Audio-to-Image Bird Species Retrieval without Audio-Image Pairs via Text Distillation

Audio-to-image retrieval offers an interpretable alternative to audio-only classification for bioacoustic species recognition, but learning aligned audio-image representations is challenging due to the scarcity of paired audio-image data. We propose a simple and data-efficient approach that enables audio-to-image retrieval without any audio-image supervision. Our proposed method uses text as a semantic intermediary: we distill the text embedding space of a pretrained image-text model (BioCLIP-2), which encodes rich visual and taxonomic structure, into a pretrained audio-text model (BioLingual) by fine-tuning its audio encoder with a contrastive objective. This distillation transfers visually grounded semantics into the audio representation, inducing emergent alignment between audio and image embeddings without using images during training. We evaluate the resulting model on multiple bioacoustic benchmarks. The distilled audio encoder preserves audio discriminative power while substantially improving audio-text alignment on focal recordings and soundscape datasets. Most importantly, on the SSW60 benchmark, the proposed approach achieves strong audio-to-image retrieval performance exceeding baselines based on zero-shot model combinations or learned mappings between text embeddings, despite not training on paired audio-image data. These results demonstrate that indirect semantic transfer through text is sufficient to induce meaningful audio-image alignment, providing a practical solution for visually grounded species recognition in data-scarce bioacoustic settings.

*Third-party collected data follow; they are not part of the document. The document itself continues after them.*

PR #11113, opened 2021-12-02
[deploy_config] Add domain support to hailctl config

jigold:
I added the capability for the deploy config to find the domain from setting it in the config.ini file. This way users only use `hailctl config set domain` rather than `hailctl dev config set domain`. In addition, we use this new capability to make a test in Batch work on Azure.

CC: @danking

### DIFF
--- a/hail/python/hailtop/utils/utils.py
+++ b/hail/python/hailtop/utils/utils.py
@@ -1,4 +1,4 @@
-from typing import Callable, TypeVar, Awaitable, Optional, Type, List, Dict, Any
+from typing import Callable, TypeVar, Awaitable, Optional, Type, List, Dict
 from types import TracebackType
 import concurrent
 import subprocess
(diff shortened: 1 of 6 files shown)


hail/python/hailtop/utils/utils.py
```diff
@@ -59,6 +59,13 @@ def first_extant_file(*files: Optional[str]) -> Optional[str]:
     return None
 
 
+def first_defined_value(*values: Optional[Any]) -> Optional[Any]:
```
danking, line 62: If you use the type var `T`, mypy will have an easier time guessing types.

hail/python/hailtop/utils/utils.py
```diff
@@ -1,4 +1,4 @@
-from typing import Callable, TypeVar, Awaitable, Optional, Type, List, Dict
+from typing import Callable, TypeVar, Awaitable, Optional, Type, List, Dict, Any
```
danking: remove any

danking (changes requested):

danking (approved):
once you fix the import, it will pass and merge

翻译：音频到图像检索为生物声学物种识别提供了一种比纯音频分类更具可解释性的替代方案，但由于配对音频-图像数据的稀缺性，学习对齐的音频-图像表征具有挑战性。本文提出一种简单且数据高效的方法，无需任何音频-图像监督即可实现音频到图像检索。所提方法使用文本作为语义中介：通过对比学习目标微调预训练音频-文本模型（BioLingual）的音频编码器，将预训练图像-文本模型（BioCLIP-2）的文本嵌入空间（编码了丰富的视觉和分类学结构）蒸馏至该模型。这种蒸馏过程将视觉基础语义转移到音频表征中，在训练过程中不使用图像的情况下，诱导音频与图像嵌入之间出现对齐。我们在多个生物声学基准上评估所得模型。蒸馏后的音频编码器在保持音频判别能力的同时，显著提升了在焦点录音和声景数据集上的音频-文本对齐效果。最重要的是，在SSW60基准测试中，所提方法实现了强大的音频到图像检索性能，超越了基于零样本模型组合或文本嵌入间学习映射的基线方法，尽管该方法未使用配对音频-图像数据进行训练。这些结果表明，通过文本进行的间接语义传递足以诱导有意义的音频-图像对齐，为数据稀缺的生物声学场景中基于视觉的物种识别提供了实用解决方案。